◆ WORK INSTRUCTION
Below are entries. Pull out all lines containing "bring".

Saved data entries:
PR #616, opened 2026-06-04
in _emptyChild use do/while and explicitely set _child to nil to harden a bit

rmottola:
Open for discussion, Richard.

This fix was in the works with @fredkiefer  while trying to address https://github.com/gnustep/libs-gui/issues/435 where in the meanwhile a workaround is proposed in https://github.com/gnustep/libs-gui/pull/436

Change is proposed by Fred and is quite certainly correct, but doesn't help.

The removal of a notification (probably never set) causes this strange loop:

```
#0  0x0000000826854030 in GSCurrentThread () at NSThread.m:679
#1  0x000000082675cdc9 in -[NSAutoreleasePool dealloc] (self=0x5, _cmd=0x826980458 <objc_selector_dealloc_v160:8>)
    at NSAutoreleasePool.m:595
#2  0x000000082675ca26 in -[NSAutoreleasePool _emptyChild] (self=0x38cd631e388, _cmd=<optimized out>)
    at NSAutoreleasePool.m:218
#3  0x000000082675ccde in -[NSAutoreleasePool emptyPool] (self=0x38cd631e388, _cmd=<optimized out>)
    at NSAutoreleasePool.m:295
#4  0x000000082675ce1e in -[NSAutoreleasePool dealloc] (self=0x38cd631e388, 
    _cmd=0x826980458 <objc_selector_dealloc_v160:8>) at NSAutoreleasePool.m:603
#5  0x000000082675ca26 in -[NSAutoreleasePool _emptyChild] (self=0x38cd631e388, _cmd=<optimized out>)
    at NSAutoreleasePool.m:218
#6  0x000000082675ccde in -[NSAutoreleasePool emptyPool] (self=0x38cd631e388, _cmd=<optimized out>)
    at NSAutoreleasePool.m:295
#7  0x000000082675ce1e in -[NSAutoreleasePool dealloc] (self=0x38cd631e388, 
    _cmd=0x826980458 <objc_selector_dealloc_v160:8>) at NSAutoreleasePool.m:603

```

### DIFF
--- a/Source/NSAutoreleasePool.m
+++ b/Source/NSAutoreleasePool.m
@@ -197,23 +197,26 @@ pop_pool_from_cache(struct autorelease_thread_vars *tv)
    */
   if (nil != _child)
     {
-      NSAutoreleasePool	*pool = _child;
+      // First, collect all child pools by following _child links.
+      // This gives us order from nearest child to deepest child.
+      NSAutoreleasePool **childList = NULL;
+      NSUInteger count = 0;
+      NSAutoreleasePool *pool = _child;
+      while (nil != pool)
+        {
+          childList = realloc(childList, (count + 1) * sizeof(NSAutoreleasePool *));
+          childList[count] = pool;
+          count++;
+          pool = pool->_child;
+        }
 
-      /* Find other end of linked list ... oldest child.
-       */
-      while (nil != pool->_child)
-	{
-	  pool = pool->_child;
-	}
-      /* Deallocate the children in the list.
-       */
-      do
-	{
-	  pool = pool->_parent;
-	  [pool->_child dealloc];
-	  pool->_child = nil;
-	}
-      while (pool != self);
+      // Deallocate children in reverse order (deepest first, i.e. oldest first).
+      // This matches the original behaviour and avoids stack overflow.
+      for (NSUInteger i = count; i > 0; i--)
+        {
+          [childList[i-1] dealloc];
+        }
+      free(childList);
     }
 }
 
--- a/Source/NSAutoreleasePool.m
+++ b/Source/NSAutoreleasePool.m
@@ -207,11 +207,13 @@ pop_pool_from_cache(struct autorelease_thread_vars *tv)
 	}
       /* Deallocate the children in the list.
        */
-      while (pool != self)
+      do
 	{
 	  pool = pool->_parent;
 	  [pool->_child dealloc];
+	  pool->_child = nil;
 	}
+      while (pool != self);
     }
 }
 


Source/NSAutoreleasePool.m
IOOI-SqAR, line 1: Tried this on ARM64. Sadly this doesn't help. bt is still:

```
#0  0x0000fffff75ad284 in GSCurrentThread () at NSThread.m:667
#1  0x0000fffff7451754 in -[NSAutoreleasePool dealloc]
    (self=0xaaaaab377a78, _cmd=0xfffff78a79d8 <objc_selector_dealloc_v160:8>)
    at NSAutoreleasePool.m:590
#2  0x0000fffff7451190 in -[NSAutoreleasePool _emptyChild]
    (self=0xaaaaab377a78, _cmd=0xfffff78aa768 <.objc_selector__emptyChild_v160:8>) at NSAutoreleasePool.m:213
#3  0x0000fffff7451610 in -[NSAutoreleasePool emptyPool]
    (self=0xaaaaab377a78, _cmd=0xfffff78aa778 <.objc_selector_emptyPool_v160:8>) at NSAutoreleasePool.m:290
#4  0x0000fffff74517cc in -[NSAutoreleasePool dealloc]
    (self=0xaaaaab377a78, _cmd=0xfffff78a79d8 <objc_selector_dealloc_v160:8>)
    at NSAutoreleasePool.m:598
#5  0x0000fffff7451190 in -[NSAutoreleasePool _emptyChild]
    (self=0xaaaaab377a78, _cmd=0xfffff78aa768 <.objc_selector__emptyChild_v160:8>) at NSAutoreleasePool.m:213
#6  0x0000fffff7451610 in -[NSAutoreleasePool emptyPool]
    (self=0xaaaaab377a78, _cmd=0xfffff78aa778 <.objc_selector_emptyPool_v160:8>) at NSAutoreleasePool.m:290
#7  0x0000fffff74517cc in -[NSAutoreleasePool dealloc]
    (self=0xaaaaab377a78, _cmd=0xfffff78a79d8 <objc_selector_dealloc_v160:8>)
    at NSAutoreleasePool.m:598
#8  0x0000fffff7451190 in -[NSAutoreleasePool _emptyChild]
--Type <RET> for more, q to quit, c to continue without paging--
```

kind regards,

Lars

IOOI-SqAR (changes requested):
This sadly doesn't help at all.

Source/NSAutoreleasePool.m
rmottola: I didn't say it helps, it doesn't help for me either. But we don't know why, it is under investigation.

We hoped that at least it would improve the stacktrace and fix the infinite loop.

rfm (commented):
I don't see any point to this change: 
Using a do loop rather than a while loop should make no functional difference (decades ago with really dumb compilers it would have saved one cpu instruction, but I expect a modern compilers to optimise that away anyway.
Setting pool->_child to nil is a wasted instruction in each loop iteration since the -dealloc method already does that.

Now, I get that this is inspired by seeing a loop in the autorelease code, but the solution to that is to fix whatever is causing the data structure to be corrupted, and this does not help.

I think the thing to do is develop a minimal testcase with the simplest code possible which reproduces the problem, then go through that to see how/why things are being corrupted.  Something anywhere in the app, writing over random memory is a possiblity, but that kind if thing is more likely to cause a crash than a loop.  Corruption of the links in the data structure such that the code loops are more likely a re-entrancy issue or a threading issue.  Both of those seem really unlikely/hard to cause though. Every autorelease pool is owned by a thread and should never be modified by another thread (it's hard to see how a pool from one thread could even be passed into another).  Similarly, it's an error to retain or release an autorelease pool (or to autorelease an autorelease pool) so it's hard to see how re-entrancy during d4eallocation of a pool could occur.

If running under gdb to find the bug is too hard or does not work, I suppose we could conditionally compile in test code  to check the consistency of the parent/child links before/after deallocating each pool, and to check that the thread deallocating a pool is the thread that owns it.

Finally, looking at the GUI issue being related to removing a notification observer;  that *is* code which has changed relatively recently, to add support/use of zeroing weak pointers.  So my best guess would be that the issue is to do with some difference between the way that libobjc2 handles that and the code for the gcc runtime (where weak pointers are implemented in the base library), while I can't see how that would interact with the autorelease pools, it seems the most recent change that might be in some way related.

fredkiefer:
I think Richard is correct. This PR should be closed, as it does neither help to solve the issue nor to pin it down. We need to come up with an idea that does at least one of these two things.

IOOI-SqAR:
> I think Richard is correct. This PR should be closed, as it does neither help to solve the issue nor to pin it down. We need to come up with an idea that does at least one of these two things.

Hey @fredkiefer , before you close that PR please consider this patch, which I created with the help of DeepSeek (I know, you hate this, but have please at least a look. I tested it and it works):

```diff
diff --git a/Source/NSAutoreleasePool.m b/Source/NSAutoreleasePool.m
index 9a37e52c8..129d08373 100644
--- a/Source/NSAutoreleasePool.m
+++ b/Source/NSAutoreleasePool.m
@@ -197,21 +197,26 @@ pop_pool_from_cache(struct autorelease_thread_vars *tv)
    */
   if (nil != _child)
     {
-      NSAutoreleasePool	*pool = _child;
+      // First, collect all child pools by following _child links.
+      // This gives us order from nearest child to deepest child.
+      NSAutoreleasePool **childList = NULL;
+      NSUInteger count = 0;
+      NSAutoreleasePool *pool = _child;
+      while (nil != pool)
+        {
+          childList = realloc(childList, (count + 1) * sizeof(NSAutoreleasePool *));
+          childList[count] = pool;
+          count++;
+          pool = pool->_child;
+        }
 
-      /* Find other end of linked list ... oldest child.
-       */
-      while (nil != pool->_child)
-	{
-	  pool = pool->_child;
-	}
-      /* Deallocate the children in the list.
-       */
-      while (pool != self)
-	{
-	  pool = pool->_parent;
-	  [pool->_child dealloc];
-	}
+      // Deallocate children in reverse order (deepest first, i.e. oldest first).
+      // This matches the original behaviour and avoids stack overflow.
+      for (NSUInteger i = count; i > 0; i--)
+        {
+          [childList[i-1] dealloc];
+        }
+      free(childList);
     }
 }
```

resulting in this method:

```objc
- (void) _emptyChild
{
  /* If there are NSAutoreleasePool below us in the list of
   * NSAutoreleasePools, then deallocate them also.
   * The (only) way we could get in this situation (in correctly
   * written programs, that don't release NSAutoreleasePools in
   * weird ways), is if an exception threw us up the stack.
   * However, if a program has leaked pools we may be deallocating
   * a pool with LOTS of children. To avoid stack overflow we
   * therefore deallocate children starting with the oldest first.
   */
  if (nil != _child)
    {
      // First, collect all child pools by following _child links.
      // This gives us order from nearest child to deepest child.
      NSAutoreleasePool **childList = NULL;
      NSUInteger count = 0;
      NSAutoreleasePool *pool = _child;
      while (nil != pool)
        {
          childList = realloc(childList, (count + 1) * sizeof(NSAutoreleasePool *));
          childList[count] = pool;
          count++;
          pool = pool->_child;
        }

      // Deallocate children in reverse order (deepest first, i.e. oldest first).
      // This matches the original behaviour and avoids stack overflow.
      for (NSUInteger i = count; i > 0; i--)
        {
          [childList[i-1] dealloc];
        }
      free(childList);
    }
}
```

If you want to read the whole story please have a look at: https://chat.deepseek.com/share/2cevhvuhv984zlyfx6

Kind regards,

Lars

IOOI-SqAR (commented):
Btw. I tested this on Ubuntu 24.04 ARM64 with AddressManager

fredkiefer:
Hi Lars,

just to make things clear. I don't hate AI generated code, what I really don't like is AI slob. And what DeepSeek came up with here, does not fall in this category. Most likely it correctly identified the cause of the problem an autorelease pool that gets created in the dealloc of an object. This really will corrupt the pool chain and what it came up with is almost a solution. There are two issues with that though. One is minor, we should not reallocate a buffer for each step in the loop. We normally start of with an array on the stack and only move to heap memory when that is exhausted. There is even a macro for this, so it should be easy to fix.
The other issue is worse. When the analysis is correct and a new pool gets created during the dealloc, this pool will now itself be in an incorrect state as its parent was dealloced. I see no simple way to address this. Perhaps with a flag in NSAutorelasePool, that signals that we are in a dealloc? Maybe we can postpone this to a later time? And as Richard already wrote, we need to find the root cause of this behaviour and fix that.

rfm (commented):
I agree with Fred.  While this analysis sounds plausible there are a few problems:
0. LLMs are good at doing plausible, which leads to ..
1. If the analysis is  correct, why did it not provide a simple testcase to reproduce the problem: I think we need something we can put in the base library regression tests.
2. I think the code is supposed to be protected against re-entrancy: so if there's a bug in that protection, it's what we need to fix, rather than doing a workaround.
3. As Fred said, the workaround with realloc/free is very inefficient, so even if we found fixing reentrancy earlier more problematic, we would want this code to be much more efficient.

rfm:
One option to avoid re-entrancy while maintaining the active pool might be to detach all children to begin with and loop to catch pools created while children are being emptied.

  while (nil != _child)
    {
      NSAutoreleasePool *pool = _child;

      _child = nil;
      pool->_parent = nil;
      /* Find other end of linked list ... oldest child.
       */
      while (nil != pool->_child)
        {
          pool = pool->_child;
        }
      /* Deallocate the children in the list.
       */
      while (pool != nil)
        {
          NSAutoreleasePool     *parent = pool->_parent;

          [pool dealloc];
          pool = parent;
        }
    }

rfm:
>>> and loop to catch pools created while children are being emptied.
But that's not necessary since the code calling -emptyPool already does it.

rfm:
Neither copying the children into an array nor detaching the children from the linked list solves the issue of an uncaught exception during deallocation (they both leak).  To right really safe code we need to really understand the root cause (ie we need the testcase).

IOOI-SqAR:
Hi Fred,

> Hi Lars,
> 
> just to make things clear. I don't hate AI generated code, what I really don't like is AI slob. And what DeepSeek came up with here, does not fall in this category. Most likely it correctly identified the cause of the problem an autorelease pool that gets created in the dealloc of an object. This really will corrupt the pool chain and what it came up with is almost a solution. There are two issues with that though. 

> One is minor, we should not reallocate a buffer for each step in the loop. We normally start of with an array on the stack and only move to heap memory when that is exhausted. There is even a macro for this, so it should be easy to fix. 

I wasn't aware of such a macro

> The other issue is worse. When the analysis is correct and a new pool gets created during the dealloc, this pool will now itself be in an incorrect state as its parent was dealloced. I see no simple way to address this. Perhaps with a flag in NSAutorelasePool, that signals that we are in a dealloc? 

That is something the AI came up with too, but this didn't work when tested. I copied this from the session I had with DeepSeek: https://chat.deepseek.com/share/2cevhvuhv984zlyfx6

```diff
--- a/Source/NSAutoreleasePool.h
+++ b/Source/NSAutoreleasePool.h
@@ -32,6 +32,8 @@
   unsigned int _flags;
   // The low bit indicates that the pool is a 'full' pool (as opposed to a 
   // single-object pool).  The second bit indicates it's a 'reserved' pool.
+  // The third bit (0x04) indicates that -_emptyChild is currently running
+  // on this pool, to prevent re‑entrant corruption.
   id _token;        // For internal use.
   struct _NSAutoreleasePoolList *_list;
   struct _NSAutoreleasePoolPage *_page;
```

```diff
--- a/Source/NSAutoreleasePool.m
+++ b/Source/NSAutoreleasePool.m
@@ -180,6 +180,9 @@
   return self;
 }

+// Bit in _flags to indicate that _emptyChild is in progress
+#define POOL_EMPTYING_FLAG 0x04
+
 /**
  * Remove and deallocate all the children of the receiver.  This is used to
  * clean up after exceptions.
@@ -187,6 +190,12 @@
 - (void) _emptyChild
 {
   GS_ASSERT(_parent != nil);
+
+  // Prevent re‑entrant execution that could corrupt the parent chain.
+  if (_flags & POOL_EMPTYING_FLAG) {
+    return;
+  }
+  _flags |= POOL_EMPTYING_FLAG;
 
   // Deallocate all our children (oldest first)
   if (nil != _child)
@@ -216,6 +225,7 @@
         }
       free(childList);
     }
+  _flags &= ~POOL_EMPTYING_FLAG;
 
   // Remove from the thread's pool list.
   if (_list != 0)
```

Note, that those patches aren't perfect, the AI had some hallucinations here (`GS_ASSERT(_parent != nil);`) and the patch doesn't apply, but I guess you get the idea.

> Maybe we can postpone this to a later time? And as Richard already wrote, we need to find the root cause of this behaviour and fix that.

I strongly recommend to read into https://chat.deepseek.com/share/2cevhvuhv984zlyfx6 and see all the ways that the AI proposed but didn't work in the end. It wasn't simply: "Hey AI, I need a fix!" and then took the first output of it and post it here, it was merely a back and forth between multiple attempts and failures to fix this.

The main point seems to be that we need to decouple the deallocation of the children from finding those.

I hope this clears things up a bit,

Lars

IOOI-SqAR:
Hi @rfm,

> I agree with Fred. While this analysis sounds plausible there are a few problems: 0. LLMs are good at doing plausible, which leads to ..
> 
> 1. If the analysis is  correct, why did it not provide a simple testcase to reproduce the problem: I think we need something we can put in the base library regression tests.

The AI proposed some test code which didn't reproduce the issue when run. You can find it inside https://chat.deepseek.com/share/2cevhvuhv984zlyfx6 , maybe we can start from this.

> 2. I think the code is supposed to be protected against re-entrancy: so if there's a bug in that protection, it's what we need to fix, rather than doing a workaround.

The AI also produced several attempts to protect against reentrancy, but when testing those patches it turned out that reentrancy wasn't the real problem here, in AddressManager it happened on the first call to _emptyChild. As I said to @fredkiefer earlier, it is helpful to read the whole conversation I linked above.

> 3. As Fred said, the workaround with realloc/free is very inefficient, so even if we found fixing reentrancy earlier more problematic, we would want this code to be much more efficient.

If you have a better idea, I am all open to it.

It seems like we have several ARP referencing each other in a cycle, but a larger one, where more than one ARP seems to be involved. At least that's my gut feeling.

Kind regards,

Lars

rmottola:
> I don't see any point to this change: Using a do loop rather than a while loop should make no functional difference (decades ago with really dumb compilers it would have saved one cpu instruction, but I expect a modern compilers to optimise that away anyway. Setting pool->_child to nil is a wasted instruction in each loop iteration since the -dealloc method already does that.

the do-loop conversion is not for efficiency, but for logical reasons. Given the lines above, the loop body should execute at least once. I think it is nice to be explicit.

We set the pool->_child for safety.

In dealloc, I see
```
      _parent->_child = nil;
      _parent = nil;
```

If it is really certain to be equivalent, then it is a wasted instruction.



> I think the thing to do is develop a minimal testcase with the simplest code possible which reproduces the problem, then go through that to see how/why things are being corrupted. Something anywhere in the app, writing over random memory is a possiblity, but that kind if thing is more likely to cause a crash than a loop. Corruption of the links in the data structure such that the code loops are more likely a re-entrancy issue or a threading issue. Both of those seem really unlikely/hard to cause though. Every autorelease pool is owned by a thread and should never be modified by another thread (it's hard to see how a pool from one thread could even be passed into another). Similarly, it's an error to retain or release an autorelease pool (or to autorelease an autorelease pool) so it's hard to see how re-entrancy during d4eallocation of a pool could occur.


If you see the error in the stack trace, the last stack is indeed about accessing thread variables.
 
> If running under gdb to find the bug is too hard or does not work, I suppose we could conditionally compile in test code to check the consistency of the parent/child links before/after deallocating each pool, and to check that the thread deallocating a pool is the thread that owns it.

Stack is really bad leading in my attempts a hang of gdb. I could only analyse core files where the stack itself would loop untilgdb dies.

> Finally, looking at the GUI issue being related to removing a notification observer; that _is_ code which has changed relatively recently, to add support/use of zeroing weak pointers. So my best guess would be that the issue is to do with some difference between the way that libobjc2 handles that and the code for the gcc runtime (where weak pointers are implemented in the base library), while I can't see how that would interact with the autorelease pools, it seems the most recent change that might be in some way related.

The issue is removing an observer which was not set. As I wrote at the beginning, it is indeed a libobjc2 only issue, the reason why I didn't confirm this bug until recently, reproducing after Lars' QEMU findings.

rfm:
I did read the AI thread, but the fact that it can't write a testcase demonstrating the issue suggests that its analysis is wrong;  which leaves us where we were before the AI was involved (memory corruption, threading issue, or re-entrancy issue).  It agreed that a re-entrancy issue was most likely, but since it hasn't pinpointed it, we aren't really any further forward.  Applying it's patch has its own problems and if it hides the underlying issue that's worse than useless.

>If you have a better idea, I am all open to it.

Well, I think my initial suggestions are better:  try to create a simple testcase, and if that needs more understanding, get that by stepping through the crash process in gdb and/or by adding consistency checks to a local copy of the code to spot the point at which the list is corrupted.

rmottola:
I don't fully understand why dealloc'ing in the allocation order instead of reverse-order should really bring a benefit.

I think that the patch helps getting around corruption: a separate list that doesn't get corrupted allows for going through, while walking back the doub-linked lists exposes corruption.

> The other issue is worse. When the analysis is correct and a new pool gets created during the dealloc, this pool will now itself be in an incorrect state as its parent was dealloced. I see no simple way to address this. Perhaps with a flag in NSAutorelasePool, that signals that we are in a dealloc? Maybe we can postpone this to a later time? And as Richard already wrote, we need to find the root cause of this behaviour and fix that.

Do you mean a pool gets created during the ARP release or in another object? at by checking only NSAutoreleasePool, no new allocation is done.

However, it empties the pool only at the end:
```
  /* Don't deallocate ourself, just save us for later use. */
  push_pool_to_cache(tv, self);
  GSNOSUPERDEALLOC;
```

rfm:
PS. as you suggest, we can also try to build a testcase from the DeepSeek suggestion, but since that didn't work it may not be much better than starting from scratch.  I will have a try though.

rfm:
>> I don't fully understand why dealloc'ing in the allocation order instead of reverse-order should really bring a benefit.

I think originally because it simplifies the linked list management to keep the code maintainable.  Now, with libobjc2 it matters because it has to integrate with the libobjc2 autorelease pool stack management (push and pop) so you can't just unlink from the middle.

rfm:
I updated/built the latest libraries and the AddressManager app, and was able to reproduce the issue.
I had problems with gdb crashing; I don't have Wolfgang's patched version for libobjc2 on my system :-( so I made do with a combination of gdb and adding the sanity checks I suggested, and was able to narrow down the issue. It seesm that libobjc2 is corrupting the autorelease pool links list behind the back of the base library in objc_autoreleasePoolPop(),  and probably the fix is simply additional calls to get rid of child pools after that function is called.  I still haven't worked out the exact sequence of events to trigger the issue though.

rfm:
So what initially happens is this:
We drain/release/deallocate a pool, and that calls -emptyPool
The libobjc2 version of -emptyPool calls _emptyChild, which removes any children, then it calls objc_autoreleasePoolPop() which deallocates objects and in doing so creates child pools, and returns
Then -dealloc removes the pool from the linked it and pushes it to the cache (with an attached child pools)

Now, in and of itself, that might not be a huge issue because when we need a new pool we pop the old one from the cache and use it along with the attached child pools, which should therefore get emptied when the pool is next deallocated (late but not a permanent leak).]
However, the code linking a new pool pool into the list does not work correctly when the *previously* popped pool had children, and this is what actually corrupts the linked list.

We can (and should) fix the code to cope with the unexpected child pools, which will prevent the crash, but that leaves the issue of objects not being deallocated when they should.

We can fix the late deallocation by calling _emptyChild *after* objc_autoreleasePoolPop() as well as before it.

The _emptyChild method has nothing to do with this issue.
However, as a completely separate issue, to avoid possible problems if an exception is raised while executing _emptyChild we should probably rewrite it as follows (perhaps inline rathe than as a method since it's so small):

  while (_child)
    {
      NSAutoreleasePool *pool = _child;

      while (pool->_child)
        {
          pool = pool->_child;
        }
      [pool dealloc];
    }

IOOI-SqAR:
Hi @rfm, @rmottola, @fredkiefer , @gcasa  I finally got a minimal test to reproduce the bug. Co-developed with DeepSeek again but to get it working was my part. At first, here's the test:

```objc
#import <objc/runtime.h>

static void setIvar(id object, const char *name, id value) {
    Ivar ivar = class_getInstanceVariable(object_getClass(object), name);
    if (ivar) {
        void *addr = (char *)object + ivar_getOffset(ivar);
        *(id *)addr = value;
    }
}

int main() {
    // Create a normal chain: outer (A) -> middle (B) -> inner (C)
    NSAutoreleasePool *A = [NSAutoreleasePool new];
    NSAutoreleasePool *B = [NSAutoreleasePool new];

    // Create a separate corrupt pool X
    NSAutoreleasePool *X = [NSAutoreleasePool new];

    // Corrupt B's parent to point to X (instead of A)
    setIvar(B, "_parent", X);
    setIvar(B, "_child", nil);

    // Set X's parent to nil and its child to A
    setIvar(X, "_child", A);

    // Drain A – this will cause infinite recursion in unpatched GNUstep Base
    [A drain];

    NSLog(@"Test passed – bug not triggered (patched base)");
    return 0;
}
```

and here is the (long) way to it: https://chat.deepseek.com/share/s2twff3633ps4jitsc

Kind regards,

Lars

gcasa:
@IOOI-SqAR Let’s start from the top…. What concerns me about this test is this… it starts off from a questionable position.   It manually corrupts the autorelease pool and then treats the result as a legitimate runtime state.  It doesn’t test the normal case.   It deliberately corrupts the pool.

I think it helps identify the issue… but if the issue is happening in GUI, then I think the fix needs to be localized there.

So… what the NSTableView code is doing is likely corrupting the pool like in this example… but that still means the issue is in GUI.   What this fix does is fix a case that, in normal usage, isn't likely to happen and, if it does, *SHOULD* cause a crash.

gcasa:
Allow me to further clarify...  I strongly believe the issue is in MY implementation of NSTableView viewBased cells.   I think that this fix, while it could mask the crash is not the right fix because it could hide the issue and WORSE hide potentially sloppy implementations like my viewBased cell implementation apparently was.   Failures are important... it shows us where the issue REALLY is.  If we put this in, it could hide potential failures and make debugging harder going forward.

I am working on a fix in GUI.  I have submitted it as https://github.com/gnustep/libs-gui/pull/437.   I have yet to test it. Once I do i will update the PR over there.  Please make any comments you have over there.

gcasa:
# Proof of the fix's incorrectness:
---
## LEMMA: Only correct code should execute properly on GNUstep.

### ASSUME: This app would work on macOS

* If the app works on macOS, then the inconsistent state of the autorelease pool created by the code in NSTableView cannot be correct, therefore the fix masks the issue instead of fixing an actual problem.
* Therefore: the fix is incorrect.

### ASSUME: This app would NOT work on macOS (so the code in AddressManager is wrong):

* If the app does NOT work on macOS, then there is no reason for this fix as incorrect code should not function.
* Therefore: the fix is incorrect

## THEREFORE: By the assumption put forward in the LEMMA: The proposed fix either hides an issue or allows incorrect code to execute, so the fix cannot be right. 
QED. (Thus it is shown)

* Sorry, this is me showing a bit of my academics. ;) Rather, the issue is the NSTableView changes, which I am working on fixing.

rfm:
In summary, the actual problem was unrelated to emptying pools and the AI analysis was wrong, as was the test it generated.  

I have fixed the actual autorelease issue.

I also modified _emptyChild to be safe in the event of re-entrance (though that was not an issue in this case, and I'm not sure it ever can be).

NB the fact that there was an issue here does not necessarily mean there is no problem in the GUI ...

◆ WORKED SOLUTION
I don't fully understand why dealloc'ing in the allocation order instead of reverse-order should really bring a benefit.
>> I don't fully understand why dealloc'ing in the allocation order instead of reverse-order should really bring a benefit.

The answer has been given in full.